Memaafkan tidak harus selalu diucapkan dengan kata-kata... Kadang kau bisa mengungkapkannya dengan perbuatan..
Meskipun kejadian dilantai dansa itu sudah berlalu, tetap saja itu masih membekas di benak Hinata dan Gaara tak terkecuali gadis itu. Matsuri.
Hinata menjadi lebih sering mengurung diri di kamar, dia hanya akan keluar untuk memasak. Setelah itu kembali ke kamar, dia enggan berbicara dengan Gaara. Hatinya masih perih mengingat semua itu, "akting yang bagus, Hinata" dia selalu meneteskan air matanya setiap mengingat perkataan Gaara.
Dia juga bahkan melupakan tugasnya, mengantar bekal makan siang untuk Gaara. Dia belum siap untuk menghadapi pria itu, sekalipun hatinya masih sakit karna perkataan pria itu tapi, separuh jiwanya menginginkan untuk menemui Gaara. Dia telah jatuh pada pesona Kage muda itu.
Gaara memandang tumpukan kertas-kertas yang menumpuk didepannya dengan wajah jengkel. Tidak pernah ada habisnya, selalu saja bertambah. Memikirkan hal itu membuatnya menjadi lapar. Hinata bahkan tidak mengantar makan siangnya. Memikirkan Hinata membuat Gaara tersenyum kecil, dia mengingat bagaimana bibir manis Hinata dibibirnya. Sungguh membuatnya gila. Dia benar-benar ingin pulang ke rumah dan memeluk gadis itu lalu mengecup dan mencium bibir mungil istrinya. Sial. Memikirkan hal itu membuat Gaara merasa pusing, otaknya tidak bisa berpikir dengan jelas. Hinata, kau bertanggungjawab. Senyum kecil terukir dibibirnya.
Gaara benar-benar meninggalkan pekerjaannya, dia beralasan ada dokumennya yang tertinggal di rumah dan meminta Kankuro menggantikan tugasnya. Pintu rumah terbuka dengan lebarnya, tidak ada tanda-tanda gadis itu, Gaara sedikit heran. Seharusnya jam begini Hinata masih membersihkan rumah dan duduk menonton tv. Tapi hasilnya nihil.

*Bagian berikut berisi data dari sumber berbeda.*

Issue #3664, opened 2025-07-25
Feat - Preserve Scroll Position When Returning from Session Preview


AaronGoldsmith:
### Motivation

Does this feature solve a particular problem or unlock use cases?

When searching through multiple chat sessions to find the right one, users often have to scroll through a long list. After clicking into a chat to verify its content, clicking "Back" currently snaps the user to the top of the session list—forcing them to scroll again to where they were previously. This creates user experience friction, as finding the correct session among many is slow and repetitive.

**Opportunities unlocked:**
- Speeds up session navigation for users with large histories.
- Reduces frustration when browsing for past work or references.
- Enabling “return to previous scroll position” after viewing a chat makes Goose feel faster and more intuitive, especially for power users with many sessions.

---

### Describe the solution you'd like

- When returning from a chat/session detail view to the session list, restore the scroll position to where the user left off, rather than returning to the top.
- The user should seamlessly continue browsing sessions, minimizing repetitive scrolling.

---

### Describe alternatives you've considered

- Implement a timeline scrollbar with dates (see [Midjourney’s Timeline Bar for inspiration](https://docs.midjourney.com/hc/en-us/articles/33329462451469-Organizing-Your-Creations#:~:text=your%20Organize%20page-,Timeline%20Bar,-Next%20to%20the)), allowing quick jumping between time periods instead of, or in addition to, scroll restoration.

---

### Additional context

- [x] I have verified this does not duplicate an existing feature request.

Real Scenario: I have two sessions with the same name, and I'm not sure which one is the "correct" one until I open the preview. After finding that the first one wasn't the session I wanted, I click "Back", but am brought to the top of my session list, and have to scroll to find these sessions again.

<img width="658" height="361" alt="Image" src="https://github.com/user-attachments/assets/303bc81b-3ca8-4a45-9293-56e5dd4d4186" />

tiensi:
Feat request in progress https://github.com/block/goose/pull/3684

taniacryptid:
Added with #4360 , thank you for flagging this @Abhijay007 !

PR #3684, opened 2025-07-28
[WIP] feat: Added scroll state support for chat-session-list navigation

tiensi:
**Summary**
Added scroll state memory when navigating back from session view.

**Changes**
- Added `showSessionHistory` to SessionsView to replace reliance on `selectedSession` being null
- Passed `selectedSession` as a new prop to `SessionListView` so that it can scroll to a selected session
- Added `useEffect` for scrolling in `SessionListView`

**Request**
https://github.com/block/goose/issues/3664

**After Changes**

https://github.com/user-attachments/assets/2aabe09a-3d71-4a8f-8a51-ca0cfcf0a8f0

**Before**

https://github.com/user-attachments/assets/ec41d392-6a48-405a-833a-1b748200b151


tiensi:
Thanks for the heads up, I'll test a bit more and take a look at the search use case.

michaelneale:
@tiensi still updated it - you interested in this - still an issue?

tiensi:
Thanks for the reminder, let me close this for now to reduce noise until I can get a more robust fix in.

tiensi:
This was stale so I rebuilt it here: https://github.com/block/goose/pull/4360

PR #3685, opened 2025-07-28
chore: adding in some new models token limits

michaelneale:
I did have a look at making openrouter load models context sizes (as it does return them in a list) but wasn't reliably able to get the correct size, so this just adds some new popular models with the correct context size

### DIFF
--- a/crates/goose/src/model.rs
+++ b/crates/goose/src/model.rs
@@ -28,11 +28,10 @@ static MODEL_SPECIFIC_LIMITS: Lazy<HashMap<&'static str, usize>> = Lazy::new(|| 
     map.insert("llama3.3", 128_000);
 
     // x.ai Grok models, https://docs.x.ai/docs/overview
-    map.insert("grok", 131_072);
+    map.insert("grok-3", 131_072);
+    map.insert("grok-4", 256_000); // 256K
 
-    // Additional OpenRouter models
-    map.insert("qwen/qwen3-coder", 262_144); // 262K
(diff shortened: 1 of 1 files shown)


crates/goose/src/model.rs
```diff
@@ -29,6 +29,11 @@ static MODEL_SPECIFIC_LIMITS: Lazy<HashMap<&'static str, usize>> = Lazy::new(||
 
     // x.ai Grok models, https://docs.x.ai/docs/overview
     map.insert("grok", 131_072);
+
+    // Additional OpenRouter models
+    map.insert("qwen/qwen3-coder", 262_144); // 262K
+    map.insert("x-ai/grok-4", 256_000); // 256K
```
DOsinga: we do:

```
        for (pattern, &limit) in MODEL_SPECIFIC_LIMITS.iter() {
            if model_name.contains(pattern) {
```

so presumably we can just drop the provide/ prefix here and score even better. also, this is a map, doesn't seem like we'd want that since we go through it in order. the above loop doesn't really work on hasmaps since the order is random. also these insertions seem to be double?

michaelneale: I don't think the order does matter? In any case it wouldn't show up with that limit without that change so the pattern doesn't match (and yeah doesn't have to be open router specific)

michaelneale: oh right, yeah I see - the pattern is from the map not the model name, so ideally we want the closest match (well that is the desire), so it means the patterns should be as specific as possible (but no more). so "grok" as a pattern isn't ideal

PR #3693, opened 2025-07-28
fix: address issue with streamable http interactions via mcp

alexhancock:
* Adding a fix for an issue with streamable http mcp servers discovered by @tadas
* Adding tests

### DIFF
--- a/Cargo.lock
+++ b/Cargo.lock
@@ -1827,6 +1827,15 @@ source = "registry+https://github.com/rust-lang/crates.io-index"
 checksum = "5b63caa9aa9397e2d9480a9b13673856c78d8ac123288526c37d7839f2a86990"
 
 [[package]]
+name = "colored"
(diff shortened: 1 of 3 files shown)


tadasant:
> discovered by `@Tadas`

@tadasant ** :) 

Thank you for digging into this!!

alexhancock:
> > discovered by `@Tadas`
> 
> @tadasant ** :)
> 
> Thank you for digging into this!!

replaced!

tadasant:
Confirming this solves the minimal repro I had communicated to @alexhancock, and additionally is unblocking me on running long-running sub-recipes when I combine it with my draft PR in https://github.com/block/goose/pull/3691 (which fixes `task_timeout` not being respected by the subagent invoked by the sub-recipe). Thank you!

katzdave (approved):
🙌 Nice tests!

Issue #3680, opened 2025-07-27
UI Bug: Extensions List Stale After Installation


AaronGoldsmith:
**Describe the bug**
Newly installed extensions are not visible on the Extensions page without a manual refresh.

**To Reproduce**
1. Go to Extensions
2. Click on Add new extension
3. Install the extension
4. The extension is installed, but is not displayed in the UI until refreshed or another state change. 

**Expected behavior**
As soon as you install a new extension, it should appear in the extension list. 

**Screenshots**

Demo: installing a new extension. I eventually refresh the page at 15seconds, and the list updates. 

https://github.com/user-attachments/assets/1213732e-4ffa-4c10-b729-0bc60bd0d181

Alternatively, you can toggle a different extension for it to re-render.

https://github.com/user-attachments/assets/f36ef0fb-774a-4266-b4f4-758ee134daf3

- OS & Arch: macOS
- Interface: UI
- Version: 1.1.4
- Extensions enabled: Default built-in extensions

PR #3695, opened 2025-07-28
Ensure adding/removing extensions refreshes extensions list

zanesq:
Ensure adding/removing extensions refreshes extensions list

Also added support for renaming an extension without adding a new one.

fixes [3680](https://github.com/block/goose/issues/3680)

### DIFF
--- a/ui/desktop/src/components/ConfigContext.tsx
+++ b/ui/desktop/src/components/ConfigContext.tsx
@@ -111,6 +111,23 @@ export const ConfigProvider: React.FC<ConfigProviderProps> = ({ children }) => {
     [reloadConfig]
   );
 
+  const refreshExtensions = useCallback(async () => {
+    const result = await apiGetExtensions();
+
+    if (result.response.status === 422) {
+      throw new MalformedConfigError();
+    }
+
+    if (result.error && !result.data) {
+      console.log(result.error);
+      return extensionsList;
+    }
+
+    const extensionResponse: ExtensionResponse = result.data!;
+    setExtensionsList(extensionResponse.extensions);
+    return extensionResponse.extensions;
+  }, [extensionsList]);
+
   const addExtension = useCallback(
     async (name: string, config: ExtensionConfig, enabled: boolean) => {
       // remove shims if present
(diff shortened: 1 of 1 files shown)


ui/desktop/src/components/ConfigContext.tsx
```diff
@@ -122,6 +122,8 @@ export const ConfigProvider: React.FC<ConfigProviderProps> = ({ children }) => {
         body: query,
       });
       await reloadConfig();
+      // Force refresh extensions list to ensure UI is updated
+      setExtensionsList([]);
```
alexhancock: I'm a little confused on the need for this one. Doesn't:

```await getExtensions(true)``` in fetch extensions already do a force reload?

The logic for loading extensions is very fiddly and that's my fault. I just want to be sure of the need for more imperative things to get extensions to reload before we merge.

**Comment by zanesq** [comment]
I've addressed your concern about the imperative state clearing approach. The fix now uses a cleaner pattern:

**What changed:**
- Removed the manual `setExtensionsList([])` calls
- Created a dedicated `refreshExtensions` helper function that handles the API call and state update
- Both `addExtension` and `removeExtension` now call `await refreshExtensions()` after successful operations
- `getExtensions(forceRefresh)` now delegates to `refreshExtensions` when a refresh is needed

**Why this is better:**
- No more imperative state manipulation
- Uses the established async refresh pattern consistently
- Cleaner separation of concerns
- Avoids circular dependency issues
- More predictable and maintainable

The functionality remains the same - the extensions list will properly refresh after add/remove operations - but now it's done through the proper async refresh mechanism rather than manually clearing state.

File: ui/desktop/src/components/settings/extensions/extension-manager.ts [hunk 2]
```diff
@@ -129,46 +129,121 @@ export async function addToAgentOnStartup({
...
 }: UpdateExtensionProps) {
-  if (enabled) {
+  // Sanitize the new name to match the behavior when adding extensions
+  const sanitizedNewName = sanitizeName(extensionConfig.name);
+  const sanitizedOriginalName = originalName ? sanitizeName(originalName) : undefined;
+
+  // Check if the sanitized name has changed
+  const nameChanged = sanitizedOriginalName && sanitizedOriginalName !== sanitizedNewName;
+
+  if (nameChanged) {
```
alexhancock, line 154: Handling this looks good as I know it was something missed before, but some new tests for it would be good! Either in this or a followup

alexhancock:
> I've addressed your concern about the imperative state clearing approach. The fix now uses a cleaner pattern:
> 
> **What changed:**
> 
> * Removed the manual `setExtensionsList([])` calls
> * Created a dedicated `refreshExtensions` helper function that handles the API call and state update
> * Both `addExtension` and `removeExtension` now call `await refreshExtensions()` after successful operations
> * `getExtensions(forceRefresh)` now delegates to `refreshExtensions` when a refresh is needed
> 
> **Why this is better:**
> 
> * No more imperative state manipulation
> * Uses the established async refresh pattern consistently
> * Cleaner separation of concerns
> * Avoids circular dependency issues
> * More predictable and maintainable
> 
> The functionality remains the same - the extensions list will properly refresh after add/remove operations - but now it's done through the proper async refresh mechanism rather than manually clearing state.

Yes, new implementation looks better!

ui/desktop/src/components/settings/extensions/extension-manager.ts
zanesq: Sounds good will follow up with tests now that we have vitest!

zanesq: https://github.com/block/goose/pull/3794

PR #3696, opened 2025-07-28
Add warning when JSON env parsing fails.

katzdave:


DOsinga (approved):
we should kill this whole config thing, but that's a different story

PR #3698, opened 2025-07-28
Improve power save blocker mechanism

zanesq:
change power save blocker to automatically stop and cleanup after 15 minutes of inactivity and have per window ids for better cleanup

- Each window manages its own power save blocker independently
- Power save blockers are automatically stopped after 15 minutes of inactivity
- Multiple cleanup mechanisms prevent orphaned power save blockers

### DIFF
--- a/ui/desktop/src/hooks/useChatEngine.ts
+++ b/ui/desktop/src/hooks/useChatEngine.ts
@@ -255,7 +255,7 @@ export const useChatEngine = ({
             stopPowerSaveBlocker();
           },
           15 * 60 * 1000
-        ); // 15 minutes
+        );
 
         setPowerSaveTimeoutId(timeoutId);
 


ui/desktop/src/hooks/useChatEngine.ts
```diff
@@ -206,40 +223,67 @@ export const useChatEngine = ({
...
+          console.error('Failed to start power save blocker:', error);
+        }
+
         setLastInteractionTime(Date.now());
 
+        // Set a timeout to automatically stop the power save blocker after 15 minutes
+        const timeoutId = window.setTimeout(
+          () => {
+            console.warn('Power save blocker timeout - stopping automatically after 15 minutes');
+            stopPowerSaveBlocker();
```
alexhancock, line 255: What's the intention of the power save blocker? Do we have it so that people can walk away from their computers for long periods of time and have goose continue to work? In which case we may not want to turn it off after 15 mins of inactivity?

cc @michaelneale

michaelneale: yes was exactly that - as sleep comes soon for some setups but you want it to run just a bit longer. I don't know how widely it is used and I would be ok if it made sense to retire it (this predates schedules and recipes and headless and all these other things) but then again, may still be relevant.

zanesq: Should have put more details in the original description. The reason I added this is PCI requirements state that the screen should auto lock after 15 mins of user inactivity and the power save blocker was stopping the screen from locking. Also added logic to make sure its actually tracked/stopped in other windows.

PR #3703, opened 2025-07-29
chore: small refactor on agent.rs

lifeizhou-ap:
**Why**
Start small refactoring to see whether we can reuse some logics of agent.rs in subagent.rs to avoid duplications

### DIFF
--- a/crates/goose/src/agents/agent.rs
+++ b/crates/goose/src/agents/agent.rs
@@ -161,16 +161,6 @@ impl Agent {
         *tool_monitor = Some(ToolMonitor::new(max_repetitions));
     }
 
-    pub async fn get_tool_stats(&self) -> Option<HashMap<String, u32>> {
-        let tool_monitor = self.tool_monitor.lock().await;
-        tool_monitor.as_ref().map(|monitor| monitor.get_stats())
-    }
-
-    pub async fn reset_tool_monitor(&self) {
-        if let Some(monitor) = self.tool_monitor.lock().await.as_mut() {
-            monitor.reset();
-        }
-    }
 
     /// Reset the retry attempts counter to 0
     pub async fn reset_retry_attempts(&self) {
@@ -229,24 +219,6 @@ impl Agent {
     /// Get a reference to a frontend tool
     pub async fn get_frontend_tool(&self, name: &str) -> Option<FrontendTool> {
         self.frontend_tools.lock().await.get(name).cloned()
-    }
-
-    /// Get all tools from all clients with proper prefixing
-    pub async fn get_prefixed_tools(&self) -> ExtensionResult<Vec<Tool>> {
-        let mut tools = self
-            .extension_manager
-            .read()
-            .await
-            .get_prefixed_tools(None)
-            .await?;
-
-        // Add frontend tools directly - they don't need prefixing since they're already uniquely named
-        let frontend_tools = self.frontend_tools.lock().await;
-        for frontend_tool in frontend_tools.values() {
-            tools.push(frontend_tool.tool.clone());
-        }
-
-        Ok(tools)
     }
 
     pub async fn add_final_output_tool(&self, response: Response) {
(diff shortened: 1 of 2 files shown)


crates/goose/src/agents/agent.rs
```diff
@@ -161,17 +181,6 @@ impl Agent {
         *tool_monitor = Some(ToolMonitor::new(max_repetitions));
     }
 
-    pub async fn get_tool_stats(&self) -> Option<HashMap<String, u32>> {
```
lifeizhou-ap, line 164: these functions are not used

crates/goose/src/agents/agent.rs
```diff
@@ -822,33 +939,14 @@ impl Agent {
                             }
 
                             if let Some(response) = response {
-                                let (tools_with_readonly_annotation, tools_without_annotation) =
```
lifeizhou-ap, line 825: extracted to `process_tool_requests` function

crates/goose/src/agents/agent.rs
```diff
@@ -880,52 +978,24 @@ impl Agent {
...
-                                            tools_with_readonly_annotation.clone(),
-                                            tools_without_annotation.clone(),
+                                            readonly_tools.clone(),
+                                            regular_tools.clone(),
                                             &mut permission_manager,
                                             self.provider().await?,
-                                        )
-                                        .await;
-
-                                    let mut tool_futures: Vec<(String, ToolStream)> = Vec::new();
```
lifeizhou-ap, line 895: extracted to `execute_approved_tools` function

crates/goose/src/agents/subagent.rs
```diff
@@ -105,26 +100,6 @@ impl SubAgent {
         } // Write lock is released here!
     }
 
-    /// Get current progress information
```
lifeizhou-ap, line 108: it is not used

crates/goose/src/agents/subagent.rs
```diff
@@ -283,37 +258,16 @@ impl SubAgent {
...
         conversation.push(message);
     }
 
     /// Get the full conversation history
-    pub async fn get_conversation(&self) -> Vec<Message> {
+    async fn get_conversation(&self) -> Vec<Message> {
         self.conversation.lock().await.clone()
     }
 
-    /// Check if the subagent has completed its task
```
lifeizhou-ap, line 296: not used

crates/goose/src/agents/agent.rs
```diff
@@ -207,6 +216,120 @@ impl Agent {
...
+            frontend_requests,
+            remaining_requests,
+            filtered_response,
+            readonly_tools,
+            regular_tools,
+        }
+    }
+
+    /// Execute approved tools and handle denied tools
+    async fn execute_approved_tools(
```
DOsinga: remove the comment and rename to handle approved_and_denied_tools?

crates/goose/src/agents/agent.rs
```diff
@@ -207,6 +216,120 @@ impl Agent {
...
+            toolshim_tools,
+            system_prompt,
+            goose_mode,
+            initial_messages,
+            config,
+        })
+    }
+
+    /// Process tool requests by categorizing them and recording them in the router selector
+    async fn process_tool_requests(
```
DOsinga, line 249: we're doing two things here, maybe would be better to just do record_tool_calls and move that to router_tool_selector to record more than one call and then we can just call that directly from agent with `frontend_requests.iter().chain(&remaining_requests)`

DOsinga (approved):
thanks for doing this. two small suggestions

crates/goose/src/agents/agent.rs
lifeizhou-ap: Thanks for the review! Yes, the function has a couple of responsibilities.  I feel the tool handling in reply could be cleaner with more refactoring and will have a followup pr to refactor more in this area.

Gaara memberanikan diri menghampiri kamar Hinata, dia sedikit ragu untuk masuk atau tetap berdiri didepan pintu. Hampir saja dia terlonjak kaget, dengan sendirinya pintu itu terbuka. Dan sang pemilik kamarlah pelakunya, Hinata. Gadis itu memakai handuk sepertinya dia baru selesai mandi. Gaara mematung ditempatnya, nafasnya memburu, Hinata benar-benar menggodanya. "Ga-a-aara. Apa yang kau lakukan disini?" Hinata sedikit merona, dia malu mendapati Gaara menatapnya tanpa berkedip. Belum lagi jadenya terlihat begitu memuja Hinata, Hinata harus akui dia melihat Gaara sangat tersiksa dengan keadaannya.
Gaara dengan cepat berbalik, "maaf. Menggangumu." Pria itu hendak pergi sebelum langkahnya terhenti saat Hinata memeluknya dari belakang. "Jangan pergi!" Hinata merasakan tubuh Gaara menegang, pria itu berusaha menahan gejolak didalam dirinya. Tidak, dia tidak ingin melakukannya jika Hinata belum siap. Dia pasti mengira Gaara bersandiwara lagi. "Hiks... hiks.. hiks..." tangisan itu disertai dengan pelukkannya yang semakin menguat. Gaara tidak tahan lagi, dia tidak bisa melihat Hinata menangis lagi karna dirinya. Dengan cepat Gaara berbalik dan memeluk Hinata erat, "maafkan aku." Dia mengecup berulang kali pucuk kepala istrinya. Lalu menghapus air mata Hinata dengan ibu jarinya.
Setelah tenang barulah Gaara melepas pelukkannya, namun Hinata masih betah memeluknya. Gadis itu menunduk, dia malu dengan keadaannya yang masih memakai handuk. "Cepat ganti bajumu, aku lapar." Dengan memberikan kecupan dikening Hinata, Gaara tersenyum kecil melihat wajah merona istrinya.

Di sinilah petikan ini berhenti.